## [Source material]
PR #868, opened 2026-07-03
feat(cc): real-time silent-cap detection + DLQ alert honesty

WingedGuardian:
## What & why

In late June a capped Anthropic **Max** subscription made `claude -p` return **silent empty output** (0 tokens, no error, no `rate_limit_event`) on Genesis's cognitive calls. Those blank runs recorded as *successes*, so ego cycles / reflections / weekly jobs produced nothing for ~2 days and **nothing alerted**. This PR makes that visible in real time, and fixes a related cry-wolf on the dead-letter alert.

Scope was set with the user to **detection + alert only** (real-time, invoker-level) + the DLQ threshold honesty fix. Failover of ego/reflection to a peer (and provisioning `ZHIPU_API_KEY` to re-arm the currently-inert CC roster) are **deferred** to the ego-quality spike — verified during planning that those sites have no failover loop and the roster has no authenticable peer today.

## Item 1 — real-time silent-cap detection (no raise, no failover, no control-flow change)

- **`CCInvocation.expect_output: bool = False`** (opt-in). The invoker fires a new injected `on_cc_empty_output` callback at the success returns when `expect_output and not output.text.strip() and not output.is_error` (+ `rate_limit_event` guard on the streaming no-result path). It never raises and never changes the returned output (mirrors `_fire_downgrade_callback`).
- **`cc_relay._on_cc_empty_output`** records each as a low-priority **internal** `cc_cap_empty_event` observation (mirrors `_on_model_downgrade`; 3-day TTL; no migration).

## [Problem details]
Print every line you see above, exactly as written.

## [Written reply]
PR #868, opened 2026-07-03
feat(cc): real-time silent-cap detection + DLQ alert honesty

WingedGuardian:
## What & why

In late June a capped Anthropic **Max** subscription made `claude -p` return **silent empty output** (0 tokens, no error, no `rate_limit_event`) on Genesis's cognitive calls. Those blank runs recorded as *successes*, so ego cycles / reflections / weekly jobs produced nothing for ~2 days and **nothing alerted**. This PR makes that visible in real time, and fixes a related cry-wolf on the dead-letter alert.

Scope was set with the user to **detection + alert only** (real-time, invoker-level) + the DLQ threshold honesty fix. Failover of ego/reflection to a peer (and provisioning `ZHIPU_API_KEY` to re-arm the currently-inert CC roster) are **deferred** to the ego-quality spike — verified during planning that those sites have no failover loop and the roster has no authenticable peer today.

## Item 1 — real-time silent-cap detection (no raise, no failover, no control-flow change)

- **`CCInvocation.expect_output: bool = False`** (opt-in). The invoker fires a new injected `on_cc_empty_output` callback at the success returns when `expect_output and not output.text.strip() and not output.is_error` (+ `rate_limit_event` guard on the streaming no-result path). It never raises and never changes the returned output (mirrors `_fire_downgrade_callback`).
- **`cc_relay._on_cc_empty_output`** records each as a low-priority **internal** `cc_cap_empty_event` observation (mirrors `_on_model_downgrade`; 3-day TTL; no migration).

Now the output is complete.